I know that a matrix in REF if the leading 1 of a non-zero row is to the right of any nonzero row’s leading 1 which is above it and that all zero rows are at the bottom. Further, I know that the rows of a binary matrix will be linearly independent if
$$\lambda_1r_1 + \lambda_2r_2 + \dots + \lambda_kr_k = 0 \rightarrow \lambda_1, \dots, \lambda_k = 0$$ where $r_i$ is the $i_{th}$ row of the binary matrix.
I'm just having trouble getting started showing this.
It seems that you want to show that the non-zero rows of a matrix in rref are linearly independent.
Let $r_1,\dots,r_k$ denote the non-zero rows. Let $j_1,\dots,j_k$ be such that for any $p$, the $j_p$th entry of $r_p$ is the leading one for that row. Because the matrix is in REF, we may state that for $p=1,\dots,k$, $r_p(j_p) = 1$, and if $p < q$, then $r_q(j_p) = 0$.
For example, in the matrix $$ \pmatrix{ 1&1&0&1\\ 0&0&1&1\\ 0&0&0&1\\ 0&0&0&0\\ 0&0&0&0 } $$ we would be considering rows $1,2,$ and $3$. We have $j_1 = 1,j_2=3,j_3 = 4$. We can verify that in this instance, we have $r_2(j_2) = 1$ and $r_2(j_1) = 0$ because the matrix is in REF.

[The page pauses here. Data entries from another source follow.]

PR #16, opened 2016-11-19
Rft steps [fixes #19]

### LINKED ISSUE #19: Add support for test fixtures

baev:
screen shot 2016-11-19 at 23 13 08


face/src/helpers/or.js
```diff
@@ -1,3 +1,4 @@
-export default function(a, b) {
-    return a || b;
+export default function(...args) {
+    args.pop();
+    return args.reduce((a, b) => !!(a || b), false);
```
just-boris: no need to make this so complex.
When you have more than 2 operands, you should move this logic somewhere else.

face/src/components/execution/ExecutionView.hbs
```diff
@@ -0,0 +1,8 @@
+{{#if (or before.length test.length after.length)}}
```
just-boris: rather than compute it here, add an extra return value into `serializeData`

face/src/components/execution/stage.hbs
```diff
@@ -0,0 +1,19 @@
+{{#if name}}
```
just-boris: this partial is used only once. Would be better to inline this into `stages-block`

face/src/helpers/or.js
just-boris: Handlebars by design intended not to have logic inside.
Actually, the `or` helper is an anti-pattern. While it is quite okay to break the rule for two values, it would be dangerous to make it more complex

baev: I got it

face/src/components/execution/ExecutionView.js
```diff
@@ -26,6 +28,17 @@ class ExecutionView extends View {
...
+
+    @on('click .attachment-row')
+    onAttachmentClick(e) {
+        const attachmentUid = $(e.currentTarget).data('uid');
+        router.toUrl(this.options.baseUrl + '/' + attachmentUid);
+    }
+
+    @on('click .attachment-row__link')
+    onAttachmentFileClick(e) {
+        e.stopPropagation();
```
just-boris: why do you need this?

face/src/components/execution/ExecutionView.js
```diff
@@ -26,6 +28,17 @@ class ExecutionView extends View {
     onStepClick(e) {
         this.$(e.currentTarget).parent().toggleClass('step_expanded');
     }
+
+    @on('click .attachment-row')
+    onAttachmentClick(e) {
+        const attachmentUid = $(e.currentTarget).data('uid');
```
just-boris: `this.$(e.currentTarget)` and you don't need to import `jquery`

face/src/data/testcase/TestcaseModel.js
```diff
@@ -11,16 +12,15 @@ export default class TestcaseModel extends Model {
...
+                .concat(makeArray(attachments));
         }
-        function collectAttachments(steps) {
-            return orEmpty(steps).reduce((attachments, step) => {
-                return attachments.concat(collectAttachments(step.steps), orEmpty(step.attachments));
-            }, []);
-        }
-        this.allAttachments = collectAttachments(this.get('steps'))
-            .concat(orEmpty(this.get('attachments')));
+        this.allAttachments = makeArray(this.get('beforeStages'))
```
just-boris: You are always wrapping this value into `makeArray`. Would be better to do it only once in `model.parse` and then always trust that value.

baev: I don't feel like make it perfect right now, and I guess that is fine at the point, probably will fix it later (that change is only the beginning)

face/src/components/execution/ExecutionView.js
just-boris: There is a difference between `.attachment-row` and `.attachment-row__link`. Attachment-link has `target="_blank"` and will be opened in a new tab. No need to prevent this.

face/src/data/testcase/TestcaseModel.js
just-boris: Okay. I have let you know about possible improvement.
If you would like, you can leave as it is now.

Now, consider the equation $\lambda_1 r_1 + \lambda_2 r_2 + \cdots + \lambda_k r_k = 0$. If we look at the $j_1$ entry of the vector on both sides, we get the equation $\lambda_1 = 0$. If we look at the $j_2$ entry, we get the equation $r_1(j_2) \lambda_1 + \lambda_2 = 0$. Looking at each of the $j_p$th entries for $p = 1,\dots,k$, we end up with the system of equations $$ \pmatrix{1&0&0&\cdots&0\\ r_1(j_2)&1&0&\cdots&0 \\ r_1(j_3)&r_2(j_3)&\ddots&\ddots&\vdots\\ \vdots&&\ddots&1&0\\ r_1(j_k)&\cdots&&r_{k-1}(j_k)&1} \pmatrix{\lambda_1 \\ \lambda_2\\ \vdots \\ \\ \lambda_k} = \pmatrix{0\\ 0\\ \vdots \\ \\ 0} $$ This system of equations is easily solvable with forward-substitution. That is, the first equation tells us $\lambda_1 = 0$. Plugging that into the next equation yields $\lambda_2 = 0$. Plugging those into the next yields $\lambda_3 = 0$, etc.